> WHAT TO PRODUCE:
Exactly as written, reproduce all of the entries.

> EXTRACTED ENTRIES:
┄┄┄┄┄┄

PR #1561, opened 2025-03-14
add favicon feature

shakyShane:
**Asana Task/Github Issue:** https://app.asana.com/1/137249556945/project/1201141132935289/task/1209667199269997?focus=true

## Description

- added a new feature for reporting favicons 
- made the `monitor` part configurable remotely (eg: it can be turned off)
- context: we are replacing the following https://github.com/duckduckgo/apple-browsers/blob/main/macOS/DuckDuckGo/Favicons/Model/FaviconUserScript.swift#L70-L107

## Testing Steps

- docs: https://deploy-preview-1561--content-scope-scripts.netlify.app/documents/favicon_monitor
- Integration tests are added, and further testing required in the macOS PR to be open soon.

## Checklist

*Please tick all that apply:*


shakyShane:
* **#1561** <a href="https://app.graphite.dev/github/pr/duckduckgo/content-scope-scripts/1561?utm_source=stack-comment-icon" target="_blank">Graphite</a> 👈 <a href="https://app.graphite.dev/github/pr/duckduckgo/content-scope-scripts/1561?utm_source=stack-comment-view-in-graphite" target="_blank">(View in Graphite)</a>
* `main`


<h2></h2>

This stack of pull requests is managed by <a href="https://graphite.dev?utm-source=stack-comment"><b>Graphite</b></a>. Learn more about <a href="https://stacking.dev/?utm_source=stack-comment">stacking</a>.

injected/src/features/favicon.js
```diff
@@ -0,0 +1,85 @@
...
+            const delta = currentTime - lastEmitTime;
+            if (delta >= interval) {
+                this.send();
+            } else {
+                trailing = setTimeout(() => {
+                    this.send();
+                }, 50);
+            }
+            lastEmitTime = currentTime;
+        });
```
shakyShane, line 41: this will emit updates at most every 50ms, and it will not lose the last one.

injected/src/features/favicon.js
```diff
@@ -0,0 +1,84 @@
...
+function monitor(changeObservedCallback, target = document.head) {
+    const observer = new MutationObserver((mutations) => {
+        for (const mutation of mutations) {
+            if (mutation.type === 'attributes' && mutation.target instanceof HTMLLinkElement) {
+                changeObservedCallback();
+                break;
+            }
+        }
+    });
+    observer.observe(target, { attributeFilter: ['rel', 'href'], attributes: true, subtree: true });
```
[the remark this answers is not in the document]
shakyShane: Ahh good point, I'll add a new test to cover this case :)

injected/src/features/favicon.js
```diff
@@ -0,0 +1,84 @@
...
+    }
+}
+
+export default Favicon;
+
+/**
+ * @param {()=>void} changeObservedCallback
+ * @param {Element} [target]
+ */
+function monitor(changeObservedCallback, target = document.head) {
```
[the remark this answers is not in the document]
shakyShane: Great point, I'll be more careful here.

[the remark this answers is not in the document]
shakyShane: I think limiting to `head` is smart just because of how noisy. But yeah it might not need to be a param

shakyShane:
@muodov  I think I've resolved your feedback in https://github.com/duckduckgo/content-scope-scripts/pull/1561/commits/483c4727ae7fb6d6638d70d3acdaab363c544bb2

injected/src/features/favicon.js
```diff
@@ -51,18 +53,35 @@ export default Favicon;
...
         for (const mutation of mutations) {
             if (mutation.type === 'attributes' && mutation.target instanceof HTMLLinkElement) {
                 changeObservedCallback();
                 break;
             }
+            if (mutation.type === 'childList') {
+                for (const addedNode of mutation.addedNodes) {
+                    if (addedNode instanceof HTMLLinkElement) {
+                        changeObservedCallback();
+                        break;
```
muodov, line 71: I think you meant to break from the outer loop too?

muodov (approved):
This looks good to me, just a small nit about loop breaking.

injected/src/features/favicon.js
shakyShane: Oh yeah, you're correct! thanks

shakyShane: I'll just return instead

muodov (approved):

injected/src/features/favicon.js
```diff
@@ -0,0 +1,103 @@
+import ContentFeature from '../content-feature.js';
+import { isBeingFramed } from '../utils.js';
+
+export class Favicon extends ContentFeature {
+    init() {
+        if (this.platform.name === 'ios') return;
```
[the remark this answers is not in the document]
shakyShane: yeah we could roll out config at the same time yeah, but since we don't need to for this feature, I was under the impression we could skip it until needed?

If there's still a preference to do via config, then I can of course, no worries either way :)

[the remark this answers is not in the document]
jonathanKingston: Updated the comment to suggest bundle, which we're doing also.

injected/integration-test/test-pages/message-bridge/config/message-bridge-enabled.json
```diff
@@ -5,6 +5,10 @@
       "state": "enabled",
       "exceptions": []
     },
+    "favicon": {
```
jonathanKingston, line 8: Do we need these changes here? It doesn't look like they're being tested are they?

It would be better to validate that "state": "disabled" actually disables the feature somewhere (if you're not already).

injected/src/utils.js
```diff
@@ -703,7 +703,7 @@ export function isGloballyDisabled(args) {
  * @import {FeatureName} from "./features";
  * @type {FeatureName[]}
  */
-export const platformSpecificFeatures = ['windowsPermissionUsage', 'messageBridge'];
+export const platformSpecificFeatures = ['windowsPermissionUsage', 'messageBridge', 'favicon'];
 
 export function isPlatformSpecificFeature(featureName) {
```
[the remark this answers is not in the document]
shakyShane: the 'platformSpecificFeatures' part?

injected/integration-test/test-pages/message-bridge/config/message-bridge-enabled.json
shakyShane: it's a side-effect of our recent change. Without this, the favicon code is now running always - so I can either update the message-bridge tests, to expect additional messages, or disable here.

injected/src/utils.js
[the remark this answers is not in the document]
jonathanKingston: Yeah seems the wrong name now.

injected/integration-test/test-pages/message-bridge/config/message-bridge-enabled.json
jonathanKingston: And if the favicon code runs it breaks the test? Sorry just wasn't clear as a side effect.

shakyShane: it only 'breaks' the test in the sense that I'd have to filter out the message. which feels even more wrong that doing this haha

jonathanKingston (approved):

┄┄┄┄┄┄

> TASK ANSWER:
PR #1561, opened 2025-03-14
add favicon feature

shakyShane:
**Asana Task/Github Issue:** https://app.asana.com/1/137249556945/project/1201141132935289/task/1209667199269997?focus=true

## Description

- added a new feature for reporting favicons 
- made the `monitor` part configurable remotely (eg: it can be turned off)
- context: we are replacing the following https://github.com/duckduckgo/apple-browsers/blob/main/macOS/DuckDuckGo/Favicons/Model/FaviconUserScript.swift#L70-L107

## Testing Steps

- docs: https://deploy-preview-1561--content-scope-scripts.netlify.app/documents/favicon_monitor
- Integration tests are added, and further testing required in the macOS PR to be open soon.

## Checklist

*Please tick all that apply:*


shakyShane:
* **#1561** <a href="https://app.graphite.dev/github/pr/duckduckgo/content-scope-scripts/1561?utm_source=stack-comment-icon" target="_blank">Graphite</a> 👈 <a href="https://app.graphite.dev/github/pr/duckduckgo/content-scope-scripts/1561?utm_source=stack-comment-view-in-graphite" target="_blank">(View in Graphite)</a>
* `main`


<h2></h2>

This stack of pull requests is managed by <a href="https://graphite.dev?utm-source=stack-comment"><b>Graphite</b></a>. Learn more about <a href="https://stacking.dev/?utm_source=stack-comment">stacking</a>.

injected/src/features/favicon.js
```diff
@@ -0,0 +1,85 @@
...
+            const delta = currentTime - lastEmitTime;
+            if (delta >= interval) {
+                this.send();
+            } else {
+                trailing = setTimeout(() => {
+                    this.send();
+                }, 50);
+            }
+            lastEmitTime = currentTime;
+        });
```
shakyShane, line 41: this will emit updates at most every 50ms, and it will not lose the last one.

injected/src/features/favicon.js
```diff
@@ -0,0 +1,84 @@
...
+function monitor(changeObservedCallback, target = document.head) {
+    const observer = new MutationObserver((mutations) => {
+        for (const mutation of mutations) {
+            if (mutation.type === 'attributes' && mutation.target instanceof HTMLLinkElement) {
+                changeObservedCallback();
+                break;
+            }
+        }
+    });
+    observer.observe(target, { attributeFilter: ['rel', 'href'], attributes: true, subtree: true });
```
[the remark this answers is not in the document]
shakyShane: Ahh good point, I'll add a new test to cover this case :)

injected/src/features/favicon.js
```diff
@@ -0,0 +1,84 @@
...
+    }
+}
+
+export default Favicon;
+
+/**
+ * @param {()=>void} changeObservedCallback
+ * @param {Element} [target]
+ */
+function monitor(changeObservedCallback, target = document.head) {
```
[the remark this answers is not in the document]
shakyShane: Great point, I'll be more careful here.

[the remark this answers is not in the document]
shakyShane: I think limiting to `head` is smart just because of how noisy. But yeah it might not need to be a param

shakyShane:
@muodov  I think I've resolved your feedback in https://github.com/duckduckgo/content-scope-scripts/pull/1561/commits/483c4727ae7fb6d6638d70d3acdaab363c544bb2

injected/src/features/favicon.js
```diff
@@ -51,18 +53,35 @@ export default Favicon;
...
         for (const mutation of mutations) {
             if (mutation.type === 'attributes' && mutation.target instanceof HTMLLinkElement) {
                 changeObservedCallback();
                 break;
             }
+            if (mutation.type === 'childList') {
+                for (const addedNode of mutation.addedNodes) {
+                    if (addedNode instanceof HTMLLinkElement) {
+                        changeObservedCallback();
+                        break;
```
muodov, line 71: I think you meant to break from the outer loop too?

muodov (approved):
This looks good to me, just a small nit about loop breaking.

injected/src/features/favicon.js
shakyShane: Oh yeah, you're correct! thanks

shakyShane: I'll just return instead

muodov (approved):

injected/src/features/favicon.js
```diff
@@ -0,0 +1,103 @@
+import ContentFeature from '../content-feature.js';
+import { isBeingFramed } from '../utils.js';
+
+export class Favicon extends ContentFeature {
+    init() {
+        if (this.platform.name === 'ios') return;
```
[the remark this answers is not in the document]
shakyShane: yeah we could roll out config at the same time yeah, but since we don't need to for this feature, I was under the impression we could skip it until needed?

If there's still a preference to do via config, then I can of course, no worries either way :)

[the remark this answers is not in the document]
jonathanKingston: Updated the comment to suggest bundle, which we're doing also.

injected/integration-test/test-pages/message-bridge/config/message-bridge-enabled.json
```diff
@@ -5,6 +5,10 @@
       "state": "enabled",
       "exceptions": []
     },
+    "favicon": {
```
jonathanKingston, line 8: Do we need these changes here? It doesn't look like they're being tested are they?

It would be better to validate that "state": "disabled" actually disables the feature somewhere (if you're not already).

injected/src/utils.js
```diff
@@ -703,7 +703,7 @@ export function isGloballyDisabled(args) {
  * @import {FeatureName} from "./features";
  * @type {FeatureName[]}
  */
-export const platformSpecificFeatures = ['windowsPermissionUsage', 'messageBridge'];
+export const platformSpecificFeatures = ['windowsPermissionUsage', 'messageBridge', 'favicon'];
 
 export function isPlatformSpecificFeature(featureName) {
```
[the remark this answers is not in the document]
shakyShane: the 'platformSpecificFeatures' part?

injected/integration-test/test-pages/message-bridge/config/message-bridge-enabled.json
shakyShane: it's a side-effect of our recent change. Without this, the favicon code is now running always - so I can either update the message-bridge tests, to expect additional messages, or disable here.

injected/src/utils.js
[the remark this answers is not in the document]
jonathanKingston: Yeah seems the wrong name now.

injected/integration-test/test-pages/message-bridge/config/message-bridge-enabled.json
jonathanKingston: And if the favicon code runs it breaks the test? Sorry just wasn't clear as a side effect.

shakyShane: it only 'breaks' the test in the sense that I'd have to filter out the message. which feels even more wrong that doing this haha

jonathanKingston (approved):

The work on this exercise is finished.